Retired baseball stars Barry Bonds, Mark McGwire and Rafael Palmeiro each have Hall of Fame-worthy numbers, more than 500 home runs.
Yet each is clouded by suspicion or admission of steroid use.
Did some of them get favorable treatment compared to others? A paper in Communication Research finds that over 12 years of national television news coverage, Barry Bonds got twice as many negative stories as McGwire and 4X as many as Palmeiro.
The data is based on an analysis of 1,247 news transcripts from 2000 to 2011 from seven national networks - ABC, CBS, CNBC, CNN, FOX, MSNBC and NBC - obtained through LexisNexis.
What accounts for that? Do journalists want players to admit to things? Is it racism among journalists? Bonds is African-American, McGwire is white, and Palmeiro is Latino. Whatever the cause, Bonds got 544 negative stories, McGwire had 252 and Palmeiro had 137. If you look at the quality of those players, Bonds clearly stands out. Steroids could not have made Bonds get all of those walks, he was a great player whether he did them or not, whereas Palmeiro was just above average and McGwire would have been forced out due to injury in 1991.
Barry Bonds won multiple MVPs before free agency and the largest contract in Major League Baseball history took him to San Francisco. He was a great player whether steroids became part of his Giants story or not. Link: BuccoNation
Despite that, the analysis also found that the news coverage on Bonds was much more likely to focus on claiming Bonds used steroids to gain a competitive edge rather than for rehabilitation from injury. Those references ran 131 to five for Bonds, versus 43 to 10 for McGwire and seven to one for Palmeiro.
No matter how biased journalists may have been, baseball fans see through it. An online survey in 2011 for a separate study also included in the paper were much more supportive of Bonds being elected to baseball's Hall of Fame, over either McGwire or Palmeiro. The survey included 325 participants from 42 states, all of them users of either ESPN's MLB team forums or Google Groups baseball forum.

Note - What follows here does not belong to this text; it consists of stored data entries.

PR #341, opened 2026-03-12
Add native DNS resolver

lalinsky:
## Summary

- Pure Zig DNS resolver that doesn't depend on libc for name resolution
- Supports UDP/TCP queries with automatic TCP fallback for truncated responses
- Parses /etc/resolv.conf with automatic reload (checks mtime every 5 seconds)
- Supports /etc/hosts lookup before DNS queries
- Handles search domains, multiple nameservers, and server rotation
- Build option `-Ddns-resolver=native` to select resolver backend

## Test plan

- [x] `./check.sh` passes
- [ ] Manual testing with `-Ddns-resolver=native`

### DIFF
--- a/build.zig
+++ b/build.zig
@@ -13,9 +13,16 @@ pub fn build(b: *std.Build) void {
         "Override the default event loop backend (io_uring, epoll, kqueue, iocp, poll)",
     );
 
+    const dns_resolver = b.option(
+        []const u8,
+        "dns-resolver",
+        "Override the default DNS resolver (system, native)",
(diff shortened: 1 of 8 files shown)


lalinsky:
@claude read reviews, evaluate and fix what needs fixing

lalinsky:
@coderabbitai full review

lalinsky:
@claude we should not be using std.fs in this code

lalinsky:
@claude hosts file is not cached?

PR #344, opened 2026-03-13
Remove preparing_to_wait state, use awaken bit instead

### LINKED ISSUE #343: Remove preparing_to_wait state
Let's explore the possibility of removing the preparing_to_wait state and instead using unparked/awaken flag in a packed bit status, similarly to NetBSD's park/unpark primitives.

lalinsky:
Closes #343

Replace the `preparing_to_wait` task state with a NetBSD-style park token (`awaken` bit) packed into the task state byte.

Previously, `preparing_to_wait` bridged the race window between when `waitTask` arms and the actual context switch. Wakers that saw `preparing_to_wait` would transition to `.ready` without queuing the task.

The new approach packs state and a boolean `awaken` flag into a single `u8`. When a waker fires while the task is in `.ready` state, it sets `awaken=true` via atomic CAS instead of returning as a no-op. `processCleanup.park` then consumes the token and reschedules the task instead of transitioning to `.waiting`.

This also simplifies `waitTask`: the `preparing_to_wait` store and double-check re-arm loop are no longer needed.

### DIFF
--- a/src/runtime.zig
+++ b/src/runtime.zig
@@ -1201,3 +1201,66 @@ test "Runtime: multi-threaded with task migration" {
 
     try std.testing.expectEqual(100, ctx.counter.load(.acquire));
 }
+
+test "runtime: wake-before-park awaken bit stress (single executor)" {
+    try wakeBeforeParkStress(1);
+}
+
+test "runtime: wake-before-park awaken bit stress (two executors)" {
+    try wakeBeforeParkStress(2);
+}
+
+fn wakeBeforeParkStress(executor_count: u6) !void {
+    const ResetEvent = @import("sync/ResetEvent.zig");
+
+    const runtime = try Runtime.init(std.testing.allocator, .{
+        .executors = .exact(executor_count),
+    });
+    defer runtime.deinit();
+
+    const Ctx = struct {
+        // Number of ping-pong iterations to exercise the wake-before-park window.
+        const iterations: u32 = 10_000;
+
+        ping: ResetEvent = .{},
+        pong: ResetEvent = .{},
+        counter: std.atomic.Value(u32) = .init(0),
+
+        // Waits on ping each iteration — this is the task that parks, and the one
+        // whose awaken bit gets set when the waker fires between the condition check
+        // and the actual park CAS in processCleanup.park.
+        fn parker(ctx: *@This()) !void {
+            for (0..iterations) |_| {
+                try ctx.ping.wait();
+                ctx.ping.reset();
+                _ = ctx.counter.fetchAdd(1, .release);
+                ctx.pong.set();
+            }
+        }
+
+        // Fires ping immediately each iteration, without waiting for parker to park first.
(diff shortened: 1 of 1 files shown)


src/task.zig
```diff
@@ -157,7 +157,7 @@ pub const CancelKind = enum { user, auto };
 pub const AnyTask = struct {
     awaitable: Awaitable,
     coro: Coroutine,
-    state: std.atomic.Value(State),
```
lalinsky, line 160: @claude you can store the packed struct in atomic directly

src/task.zig
```diff
@@ -170,14 +170,45 @@ pub const AnyTask = struct {
...
+
+    pub inline fn storeState(self: *AnyTask, s: State, ordering: std.builtin.AtomicOrder) void {
+        self.state.store(s, ordering);
+    }
+
+    pub inline fn cmpxchgWeakState(self: *AnyTask, expected: State, desired: State, success_order: std.builtin.AtomicOrder, fail_order: std.builtin.AtomicOrder) ?State {
+        return self.state.cmpxchgWeak(expected, desired, success_order, fail_order);
+    }
+
+    pub inline fn cmpxchgStrongState(self: *AnyTask, expected: State, desired: State, success_order: std.builtin.AtomicOrder, fail_order: std.builtin.AtomicOrder) ?State {
```
lalinsky: @claude what is the value of these methods?

lalinsky: @claude remove them

lalinsky:
> 🧹 Nitpick comments (1)
> > src/runtime.zig (1)> `457-557`: **Please add a targeted regression test for wake-before-park.**
> > > This path is subtle and worth pinning with a stress/looped test that wakes in the tiny window before park and asserts no lost wake.
> > > 
> > > 🤖 Prompt for AI Agents
> > > ```
> > > Verify each finding against the current code and only fix it if needed.
> > > 
> > > In `@src/runtime.zig` around lines 457 - 557, Add a deterministic regression test
> > > that repeatedly exercises the "wake-before-park" window so we don't lose wakes:
> > > spawn an Executor and create a task (AnyTask) that yields/parks (so
> > > processCleanup -> .park path runs), then in a tight loop from another thread
> > > call the public wake API that triggers the state transitions (code paths
> > > involving Executor.scheduleTaskLocal/scheduleTaskRemote and the awaken bit on
> > > AnyTask.State) immediately before the task reaches park; repeat many iterations
> > > and assert the task is always rescheduled and completes (or increments a shared
> > > counter) rather than losing the wake. Ensure the test covers both same-executor
> > > and remote-executor cases (use getCurrentExecutorOrNull differences) and runs
> > > long enough to stress the cmpxchgWeak window in processCleanup/park and the wake
> > > handling at the top of the snippet so any regression is caught.
> > > ```
> 
> 🤖 Prompt for all review comments with AI agents
> ℹ️ Review info

@coderabbitai do you have a suggestion for the stress test?

lalinsky:
@claude implement the stress test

"Despite the negative attention Bonds received in the news, and survey participants perceiving him as not very likeable compared to the other two, these fans had a more favorable attitude toward his election," said University of Illinois professor Brian Quick, lead author of the paper.
Quick says previous research on the way racial and ethnic groups have been portrayed by sportscasters and the non-sports news media adds credence to the racism claim.
According to that research, sportscasters have frequently characterized black athletes as superior athletes with an inspiring background of overcoming hardship as a child, Quick said. White athletes are more often described as hard-working, intelligent and exceptional leaders. And Latinos are seriously underrepresented in the media overall, and often depicted in limited or marginalized roles.
Bonds, the son of a Major League Baseball star, did not have the up-from-hardship storyline working for him, Quick said. He also was not well-liked by the sports media. "He becomes the perfect villain, ultimately," Quick said.